Osteoporosis is a progressive, age-related loss of bone, which dramatically reduces quality of life. Every year in the United States, the debilitating disease leads to 1.5 million fractures of the hip, spine, and wrist. And, bone loss frequently occurs in inflammatory arthritis.
Normally, bone is constantly renewed in an endless cycle of growth and decay. Osteoblasts (bone-building cells) make new bone as osteoclasts (bone-breaking cells) die off. This constant “remodeling” of bone assures that bone density is perfectly maintained. When this delicate balance is disrupted, bones weaken slowly and can eventually break without warning.
“The breakdown of bone in arthritis is inherently an inflammatory process,” says Shruti Sharma, PhD, of Tufts University Medical Center. Dr. Sharma is an Assistant Professor and researcher who is studying osteoporosis with funding from the Arthritis National Research Foundation.
Arthritis damages bone and connective tissues, causing pain, swelling, stiffness and loss of mobility. “The processes that are initiated are the same, whether it’s inflammation in some part of the body or slow degradative decay of the bone.”
When the body comes under attack, inflammation is its first line of defense. “The ‘innate’ immune response is essential to inflammation, as it first detects a dangerous insult or infection within the body,” says Dr. Sharma. “The result is the coordinated release of inflammatory proteins. This increased inflammation—while necessary to fight infections—can also disrupt the normal activities of osteoblasts and osteoclasts, leading to changes in the bone architecture and density.”
An unexpected finding led to the current focus of Dr. Sharma’s research, the kind of surprising twist that makes scientific investigation so exciting. Along with rampant inflammation in the knee joint, there was a paradoxical increase in bone mass in the adjoining long bone of mice with induced rheumatoid arthritis. This intriguing finding suggested that inflammatory changes that cause arthritis may alter bone formation in unexpected ways.

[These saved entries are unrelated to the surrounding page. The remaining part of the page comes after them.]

PR #551, opened 2017-10-30
feat: Group calling event api

bzang:


packages/node_modules/@ciscospark/widget-meet/src/enhancers/call-memberships.js
```diff
@@ -0,0 +1,60 @@
+import {compose, lifecycle} from 'recompose';
+import {eventNames} from '../events';
+import {constructHydraId} from '@ciscospark/react-component-utils';
+
+export default compose(
+  lifecycle({
+    componentWillReceiveProps(nextProps) {
+      // Only add listeners if this is a new call
+      // eslint-disable-next-line no-warning-comments
+      // TODO: Need to create a better way to hook into call cycle
```
adamweeks: Ok, I'm sold, we should allow TODO comments :)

Dr. Sharma turned to the inner workings of the cell for answers. It is known that DNA, from viruses, bacteria and from damaged or dying cells of our own body, is sensed within cells. Sensing of DNA plays a critical role in the inflammation that occurs in response to infection or damage. To understand the part that DNA-sensing plays in osteoporosis, Dr. Sharma asked if DNA (our own or from some disease-causing pathogen) is sensed within osteoclasts or osteoblasts during osteoporosis. And, can DNA sensing play a role in preventing bone loss with increasing age?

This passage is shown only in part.